Я не понял, называет он меня на «вы» или говорит о нас с Шурочкой.
– Да, мощная генетика по мужской линии, – попытался сострить я. – Я тоже был очень похож на отца. Она… мама тебе что-нибудь рассказывала о нем?
– Что он погиб, когда тебе было лет десять. А мать умерла от менингита еще раньше… Что тебя воспитывала тетка.
Уже легче – это «ты» он произнес совершенно естественно.

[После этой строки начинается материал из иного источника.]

PR #3601, opened 2021-08-09
Impl WeightTrader for tuple

shaunxw:
This will allow to configure multiple traders for XCM execution fee.

### DIFF
--- a/xcm/xcm-executor/src/traits/weight.rs
+++ b/xcm/xcm-executor/src/traits/weight.rs
@@ -58,6 +58,11 @@ pub trait UniversalWeigher {
 }
 
 /// Charge for weight in order to execute XCM.
+///
+/// A `WeightTrader` may also be put into a tuple, in which case the default behavior of
+/// `buy_weight` and `refund_weight` would be to attempt to call each tuple element's own
+/// implementation of these two functions, in the order of which they appear in the tuple,
+/// returning early when a successful result is returned.
 pub trait WeightTrader: Sized {
 	/// Create a new trader instance.
 	fn new() -> Self;
--- a/xcm/xcm-executor/src/traits/weight.rs
+++ b/xcm/xcm-executor/src/traits/weight.rs
@@ -83,12 +83,16 @@ impl WeightTrader for Tuple {
 	}
 
 	fn buy_weight(&mut self, weight: Weight, payment: Assets) -> Result<Assets, Error> {
+		let mut last_error = None;
 		for_tuples!( #(
-			if let Ok(assets) = Tuple.buy_weight(weight, payment.clone()) {
-				return Ok(assets);
+			match Tuple.buy_weight(weight, payment.clone()) {
+				Ok(assets) => return Ok(assets),
+				Err(e) => { last_error = Some(e) }
 			}
 		)* );
-		Err(Error::TooExpensive)
+		let last_error = last_error.unwrap_or(Error::TooExpensive);
+		log::trace!(target: "xcm::buy_weight", "last_error: {:?}", last_error);
+		Err(last_error)
 	}
 
 	fn refund_weight(&mut self, weight: Weight) -> Option<MultiAsset> {
--- a/xcm/xcm-executor/src/traits/weight.rs
+++ b/xcm/xcm-executor/src/traits/weight.rs
@@ -76,11 +76,27 @@ pub trait WeightTrader: Sized {
 	}
 }
 
-impl WeightTrader for () {
+#[impl_trait_for_tuples::impl_for_tuples(30)]
+impl WeightTrader for Tuple {
 	fn new() -> Self {
-		()
+		for_tuples!( ( #( Tuple::new() ),* ) )
 	}
-	fn buy_weight(&mut self, _: Weight, _: Assets) -> Result<Assets, Error> {
-		Err(Error::Unimplemented)
+
+	fn buy_weight(&mut self, weight: Weight, payment: Assets) -> Result<Assets, Error> {
+		for_tuples!( #(
+			if let Ok(assets) = Tuple.buy_weight(weight, payment.clone()) {
+				return Ok(assets);
+			}
+		)* );
+		Err(Error::TooExpensive)
+	}
+
+	fn refund_weight(&mut self, weight: Weight) -> Option<MultiAsset> {
+		for_tuples!( #(
+			if let Some(asset) = Tuple.refund_weight(weight) {
+				return Some(asset);
+			}
+		)* );
+		None
 	}
 }
--- a/xcm/xcm-builder/src/tests.rs
+++ b/xcm/xcm-builder/src/tests.rs
@@ -15,9 +15,9 @@
 // along with Polkadot.  If not, see <http://www.gnu.org/licenses/>.
 
 use super::{mock::*, *};
+use frame_support::{assert_err, weights::constants::WEIGHT_PER_SECOND};
 use xcm::latest::prelude::*;
 use xcm_executor::{traits::*, Config, XcmExecutor};
-use frame_support::{weights::constants::WEIGHT_PER_SECOND, assert_err};
 
 #[test]
 fn basic_setup_works() {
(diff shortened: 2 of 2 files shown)


xcm/xcm-executor/src/traits/weight.rs
```diff
@@ -76,11 +76,27 @@ pub trait WeightTrader: Sized {
...
+		)* );
+		Err(Error::TooExpensive)
+	}
+
+	fn refund_weight(&mut self, weight: Weight) -> Option<MultiAsset> {
+		for_tuples!( #(
+			if let Some(asset) = Tuple.refund_weight(weight) {
+				return Some(asset);
+			}
+		)* );
```
shawntabrizi, line 99: does this make sense?

We could buy weight with one asset and return weight with another?

shaunxw: From my understanding, the sensible `WeightTrader` impl would be that if weights are not bought here, then it won't refund. This is the case for all current traders like `FixedRateOfFungible` and `UsingComponents`.

This case is covered in the added unit tests `weight_trader_tuple_should_work`.

shawntabrizi: yeah that makes sense

shawntabrizi (approved):

xcm/xcm-executor/src/traits/weight.rs
```diff
@@ -76,11 +76,27 @@ pub trait WeightTrader: Sized {
...
+		for_tuples!( ( #( Tuple::new() ),* ) )
 	}
-	fn buy_weight(&mut self, _: Weight, _: Assets) -> Result<Assets, Error> {
-		Err(Error::Unimplemented)
+
+	fn buy_weight(&mut self, weight: Weight, payment: Assets) -> Result<Assets, Error> {
+		for_tuples!( #(
+			if let Ok(assets) = Tuple.buy_weight(weight, payment.clone()) {
+				return Ok(assets);
+			}
```
apopiak, line 89: This swallows any errors that might happen along the way. Not sure we want to do that.

shawntabrizi: I think the only thing we care about is if all of them fail, which is the final error below. Otherwise, we simply want to check with each trader if it is possible to buy weight.

shaunxw:
Is this PR good to go, or we have to wait for more approvals?

xcm/xcm-executor/src/traits/weight.rs
KiChjang: That seems to be the case if we assume that weight can only be bought by the native token of a chain. I'm trying to understand if this is still valid for assets that are non-native, e.g. USDC on Statemint/Statemine.

Would it be possible to buy weights using non-native tokens? If so, then a `WeightTrader` tuple may have elements that both accept the non-native token, and when `refund_weight` is called, the first `WeightTrader` in the tuple would refund first, which may not be the correct behaviour.

shaunxw: > If so, then a `WeightTrader` tuple may have elements that both accept the non-native token, and when `refund_weight` is called, the first `WeightTrader` in the tuple would refund first, which may not be the correct behaviour.

The tuple impl tries buy/refund weights in the same order. If I understand your example correctly, in this case, the first trader buys weight, so it's fine that it refunds.

For instance, we have a tuple with two non-native traders `(UsdcTrader, UsdtTrader)`, if the assets are:
1. Sufficient USDC. `UsdcTrader` do the buying and refund. `UsdtTrader` won't have the chance to try.
2. Sufficient USDT. `UsdtTrader` buys and refunds. `UsdcTrader` tried both first but failed.
3. Insufficient USDC/USDT. Both trader failed.

KiChjang: That seems to carry an assumption that each token has a corresponding `WeightTrader` associated with it, e.g. USDC has a `UsdcTrader` abd USDT has a `UsdtTrader`. Is this relationship guaranteed to always be 1:1? If so, then this logic looks to be sufficient enough.

What I'm more concerned about is when you have multiple `WeightTrader`s that references the same token to trade. I'm imagining that some DeFi protocols may be permissive enough to allow for multiple tokens to be used to pay for fees, and each `WeightTrader` in their use case corresponds to a liquidity pool. Let's say both traders reference USDC as a token that they accept for paying for the weights. You'll then have `Lp1Trader` and `Lp2Trader` in a tuple, and the default behaviour here would then be to always buy and refund with `Lp1Trader` first, before `Lp2Trader` gets queried, which may result in an incorrect behaviour.

Though practically speaking, such a use case is complex enough to justify for a custom implementation of the `WeightTrader` trait on a self-defined type, and I wouldn't expect the developers of such a DeFi protocol to simply use a tuple to wrap the 2 `WeightTrader`s. However, if that's the case, then I think it would be good to document what the default behaviour is when multiple `WeightTrader`s are put inside of a tuple.

shawntabrizi:
@shaunxw needs a second approve

xcm/xcm-executor/src/traits/weight.rs
apopiak: I think that retry behavior is generally fine, but I think it would be good to at least surface the last error (returned by the last impl of buy_weight).
We should also add some logging (similar to the other XCM tracing I added) and maybe that can be enough.

apopiak: I just want to make sure it's possible to debug this at all (which I fear the current version is not).

apopiak (changes requested):
I would like to see *some* way to get information about the inner errors if this fails so it is more debuggable.

xcm/xcm-executor/src/traits/weight.rs
shawntabrizi: is a log trace message enough?

shawntabrizi: is a trace log enough?

apopiak: What do you think of:
```Rust
fn buy_weight(&mut self, weight: Weight, payment: Assets) -> Result<Assets, Error> {
		let mut last_error = None;
		for_tuples!( #(
			match Tuple.buy_weight(weight, payment.clone()) {
				Ok(assets) => return Ok(assets),
				Err(e) => { last_error = Some(e) }
			}
		)* );
		log::trace!(target: "xcm::buy_weight", "last_error: {:?}", last_error);
		Err(last_error)
	}
```

apopiak (approved):

KiChjang (approved):

xcm/xcm-executor/src/traits/weight.rs
shaunxw: The tuple impl doesn't assume 1:1 between tokens and traders. It's similar to [`SendXcm` tuple](https://github.com/paritytech/polkadot/blob/83d18b4e2858338f9847397b6e227cedceb9a036/xcm/src/v1/traits.rs#L259) that making no assumption of who sends what kind of messages, but simply try one by one until the msg is successfully sent. I think it's reasonable to make only one of the traders buy/refund weights, as the required weights shouldn't be bought/refunded twice, just like an XCM message should be sent twice. And yeah it's helpful to document this behavior.

I agree that for more complex requirements, ppl should really impl a trader themselves instead of expecting this tuple impl to help. Actually we're planning to impl a DEX trader in Karura, like in your example, and it will be used with other backup traders together.

xcm/xcm-executor/src/traits/weight.rs
shaunxw: It's helpful to add a trace log for debugging. Not sure about returning the last error, as it doesn't represent the reason why all traders failed.

xcm/xcm-executor/src/traits/weight.rs
shaunxw: @KiChjang Thanks for helping to add documentations. 👍

KiChjang:
bot merge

– Да. Мы с отцом плыли на корабле, знаешь, такие круизные громадины? Он там в оркестре играл, на саксофоне.
– Серьезно? На саксе?
– Угу. Отличный был музыкант.
С отчетливостью вчерашнего дня в памяти раскрылся тот вечер, тот последний вечер на корабле, когда отец играл Дебюсси. Воскресли запахи, звон столового серебра, мутные лица, жующие рты, багровый затылок наголо бритого господина за соседним столиком. Отец стоял на самом краю полукруглой эстрады, подавшись вперед, как бесстрашная и гордая птица над бездной. Саксофон жертвенно сиял золотом, отец выдувал божественные трели, точно пытался донести какую-то сокровенную истину этим скучным людям, чванливым и безразлично ленивым.